When he joined Medcenter One, LeBeau helped start the hospitalist program, which earned him a seat at the administration table. In his second year, he became chief of medicine. And just prior to the merger, LeBeau became involved in the Physician Executive Council, which he eventually led.
At the time of the merger, Dr. Craig Lambrecht, president and CEO, asked LeBeau to lead the transition team in joining with Sanford Health. LeBeau then acted as vice president of the clinic for about six months before officially becoming vice president of clinic care, where he would remain for five years.
In 2015, LeBeau rose to senior executive vice president of the Bismarck region. That same year, he joined the Sanford Health Board of Trustees.
Life in senior leadership
In March of this year, LeBeau became the president of the Bismarck region.
“I work with the core leadership team on strategy. I get a chance to work in leadership development. I get a chance to spend time at the operations table, thinking about our product, our quality, our growth, our financials,” he said.
Of everything he does day to day, LeBeau most enjoys working with senior leadership team.
“They’re excellent,” he said. “We get along well. I think we all have the same shared vision of growth — to become the tertiary care center of central and western North Dakota. I think everybody buys into the vision that we’re working on: better patient care, experience, and quality.”
He counts his mentors as Kelby Krabbenhoft, president and CEO of Sanford Health, and Dr. Daniel Blue, executive vice president of Sanford World Clinic.
LeBeau also sits on the Board of Directors for the Sanford Health Foundation.
A doctor and educator first
In pondering the milestones in his years at Sanford Health and its legacy institution, LeBeau said he’s most proud of the growth of the physicians group and its consistent recruitment.

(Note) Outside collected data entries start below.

Issue #972, opened 2019-02-19
Different event types / trigger types


maxnoe:
As far as I can see, we have no information in the event container, what kind of event we have.

The next eventio version will also be able to read calibration events (e.g. pedestals).

Where should this information go and how?

First idea would by a field `event_type` for the `DataContainer`.

Should that be a number or a string?

dneise:
I would prefer the most explicit, but I assume people wanna optimize for size here. So I'd say an int key, for a `event_type_int_2_string_map` dict, which must be available as "meta" information. 

:-D And no code in the wild must ever *use* the ints ... every code must use the strings, to make sure the code is robust against mapping changes. (of course we must avoid changes in the mapping). 

Can we story python enums in containers? that might solve the issue entirely...

MaxNoe:
> event_type_int_2_string_map
that's an enum

dneise:
Sorry Max .. I wrote "`event_type_int_2_string_map` dict"   .. so that was .. for me a dict, since I wrote "dict".

By enum I mean this: https://docs.python.org/3/library/enum.html

dneise:
I'll just try it out.

MaxNoe:
This came up today again.

For reference, simtel files can contain `CalibrationEvents` that can already be read by pyeventio and can be inserted into the event stream of the SimTelEventSource by setting `skip_calibration_events=False`.

Simtel has 4 or more types of calibration events:

>  *  @param type  Dark (0), pedestal (1), in-lid LED (2) or laser/LED (3+) data.

From `sim_conv2hess.c` line 2638.

How do we want to deal with event / trigger types here for now?

FrancaCassol:
Hi,
I would suggest to copy them in the R0CameraContainer::trigger_type (as in data)

MaxNoe:
As this information is independent of data level (true for telescope event as a whole), r0 is not the right place I think. What happens when this information is needed at the DL1 level with r0 discarded?

FrancaCassol:
I guess the trigger type (R0/R1) is kept  somewhere in the DL1 format (e.g. in the event/telescope/parameters table)

kosack:
[...]

PR #978, opened 2019-02-20
allow enums in containers and support in tableio

dneise:
Connected slightly to #972

just, in case we want to use `enum.Enum` somewhere I thought we might want to be able to serialize them as well. 

Not sure this is the best way to do it. I've read somewhere that HDF5 natively supports storing enumeration types, so that it deals with the back and forth trafo from the numeric value to the actual enum instance. But for the moment I did this in ctapipes own io layer.

### DIFF
--- a/ctapipe/io/hdf5tableio.py
+++ b/ctapipe/io/hdf5tableio.py
@@ -1,3 +1,4 @@
+'''Implementations of TableWriter and -Reader for HDF5 files'''
 import enum
 from functools import partial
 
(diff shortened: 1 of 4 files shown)


dneise:
Codacy is just complaining about invalid syntax again -> f-strings. Apart from that, I think it might be fine.

MaxNoe:
There is a class `IntEnum` in `enum`. Might this obliviate the need to write custom code to write it out?

dneise:
> Might this obliviate the need to write custom code to write it out?

Might ...  but I think converting back into an IntEnum upon reading is impossible without storing the enum class in the meta data. And this must be done upon writing it, no? So what is the point?

MaxNoe:
Ah sure.

kosack:
> Codacy is just complaining about invalid syntax again -> f-strings. Apart from that, I think it might be fine.

I contacted them and got the response that they do not yet support python 3.6+   (!!) but are looking into it. So generally we can ignore those errors. I thought I had disabled them in fact, but perhaps it has to be done for each branch?

dneise:
@cta-observatory/cta-devs I think this might be mergeble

“I think to recruit to a group that is physician-led and really believes in quality of care, I think to be a part of that, to be part of a team that has bought into Sanford Health culture and experience is what I’m most proud of,” he said.
LeBeau also expresses his passion for the education of medical students, for which he’s won a couple of awards from the University of North Dakota.

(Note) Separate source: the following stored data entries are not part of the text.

PR #981, opened 2019-02-21
remove sst1m event source and use plugin instead

dneise:
let's see if plugins work already


dneise:
Okay so this works. Now the plugin needs to be pip installable and we need to decide if we want to test the plugins somehow in ctapipe, or we do not need that, as long as the plugins test themselves against ctapipe.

In 2016, LeBeau, a clinical assistant professor of internal medicine at the School of Medicine and Health Sciences at UND, received the prestigious Leonard Tow Humanism in Medicine Faculty Award. Betsy Dickinson, M.D., a member of the class of 2016, helped nominate him for the award.

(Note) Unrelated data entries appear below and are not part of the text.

Issue #971, opened 2019-02-19
Stop guessing telescope descriptions


MaxNoe:
I think we should just use all the information simtel files provide.

Correct me if I'm wrong, but I think for prod3, all necessary information is there.
The only thing me might want to do, is to guess a human readable name, e.g. `astri`.

Is something else missing?

MaxNoe:
Done in #982

Issue #738, opened 2018-05-03
Proposal: allow for selectable sets of datasets/configuration


kosack:
Right now we store all defaults and configuration tables in the `ctapipe-extra/ctapipe_resources` package, and the user can override them by setting the `$CTAPIPE_SVC_PATH` environment variable (which takes a directory or list of directories where to look for service files).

“Throughout my educational experience with Dr. LeBeau, I got to see firsthand his calming interaction with patients, family members, and hospital staff,” Dr. Dickinson said. “Whether it was discussing a terminal diagnosis with a patient, discussing a new treatment option, or addressing a nurse’s question, Dr. LeBeau did so in a respectful and empathetic manner. His confident yet humbled demeanor was something patients, family members, and staff all respected and confided in.”
Future outlook for Sanford Bismarck
In addition to becoming the tertiary care center of central and western North Dakota, LeBeau looks ahead to achieving other goals as well.
“I think our biggest goal is to change structure around which we talk about growth. One of our biggest things is building patient experience and patient quality, offering services that are second to none. We should use that as our platform of growth — not buildings, not number of miles covered,” he said.
The Bismarck region is also in the midst of a large expansion called Project 2019, which will increase hospital services and expand the types of surgeries and procedures offered. LeBeau will see that through.
Another of LeBeau’s agenda items is putting together a five-, 10-, and 20-year vision of what the Sanford Bismarck region can become.
“We’re lucky for what we have. We’re lucky to work in an environment where we’re well supported,” LeBeau said. “But Sanford Family is really what makes the job worthwhile. It’s being in the trenches, and being able to get work done as a team and for all of us to take pride in what we do together is what makes our jobs meaningful.”